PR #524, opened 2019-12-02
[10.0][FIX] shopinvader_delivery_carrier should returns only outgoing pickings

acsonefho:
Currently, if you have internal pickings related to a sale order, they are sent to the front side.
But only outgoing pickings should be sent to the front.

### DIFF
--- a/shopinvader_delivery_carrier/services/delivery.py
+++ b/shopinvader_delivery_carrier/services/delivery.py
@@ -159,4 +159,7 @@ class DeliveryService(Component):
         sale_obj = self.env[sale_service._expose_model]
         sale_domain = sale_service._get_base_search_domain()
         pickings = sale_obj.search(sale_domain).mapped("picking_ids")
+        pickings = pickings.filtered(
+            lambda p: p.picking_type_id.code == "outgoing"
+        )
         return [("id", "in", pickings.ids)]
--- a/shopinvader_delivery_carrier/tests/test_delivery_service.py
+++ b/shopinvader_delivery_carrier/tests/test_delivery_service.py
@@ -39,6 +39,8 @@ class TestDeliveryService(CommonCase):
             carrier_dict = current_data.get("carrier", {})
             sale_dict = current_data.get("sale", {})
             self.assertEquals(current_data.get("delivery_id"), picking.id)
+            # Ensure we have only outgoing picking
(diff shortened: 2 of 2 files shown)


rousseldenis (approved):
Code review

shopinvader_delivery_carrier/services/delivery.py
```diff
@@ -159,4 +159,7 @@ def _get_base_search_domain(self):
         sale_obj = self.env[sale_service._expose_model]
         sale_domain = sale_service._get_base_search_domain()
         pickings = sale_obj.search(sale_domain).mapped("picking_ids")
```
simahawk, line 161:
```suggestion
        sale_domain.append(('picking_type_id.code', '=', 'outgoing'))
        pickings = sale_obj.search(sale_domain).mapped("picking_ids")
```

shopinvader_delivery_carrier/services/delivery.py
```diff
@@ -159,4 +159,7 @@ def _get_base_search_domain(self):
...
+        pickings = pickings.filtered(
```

::::::

**EXERCISE GOAL**: Every record needs to be reproduced exactly, with none skipped.

**SOLVED EXERCISE**:
PR #524, opened 2019-12-02
[10.0][FIX] shopinvader_delivery_carrier should returns only outgoing pickings

acsonefho:
Currently, if you have internal pickings related to a sale order, they are sent to the front side.
But only outgoing pickings should be sent to the front.

### DIFF
--- a/shopinvader_delivery_carrier/services/delivery.py
+++ b/shopinvader_delivery_carrier/services/delivery.py
@@ -159,4 +159,7 @@ class DeliveryService(Component):
         sale_obj = self.env[sale_service._expose_model]
         sale_domain = sale_service._get_base_search_domain()
         pickings = sale_obj.search(sale_domain).mapped("picking_ids")
+        pickings = pickings.filtered(
+            lambda p: p.picking_type_id.code == "outgoing"
+        )
         return [("id", "in", pickings.ids)]
--- a/shopinvader_delivery_carrier/tests/test_delivery_service.py
+++ b/shopinvader_delivery_carrier/tests/test_delivery_service.py
@@ -39,6 +39,8 @@ class TestDeliveryService(CommonCase):
             carrier_dict = current_data.get("carrier", {})
             sale_dict = current_data.get("sale", {})
             self.assertEquals(current_data.get("delivery_id"), picking.id)
+            # Ensure we have only outgoing picking
(diff shortened: 2 of 2 files shown)


rousseldenis (approved):
Code review

shopinvader_delivery_carrier/services/delivery.py
```diff
@@ -159,4 +159,7 @@ def _get_base_search_domain(self):
         sale_obj = self.env[sale_service._expose_model]
         sale_domain = sale_service._get_base_search_domain()
         pickings = sale_obj.search(sale_domain).mapped("picking_ids")
```
simahawk, line 161:
```suggestion
        sale_domain.append(('picking_type_id.code', '=', 'outgoing'))
        pickings = sale_obj.search(sale_domain).mapped("picking_ids")
```

shopinvader_delivery_carrier/services/delivery.py
```diff
@@ -159,4 +159,7 @@ def _get_base_search_domain(self):
...
+        pickings = pickings.filtered(
```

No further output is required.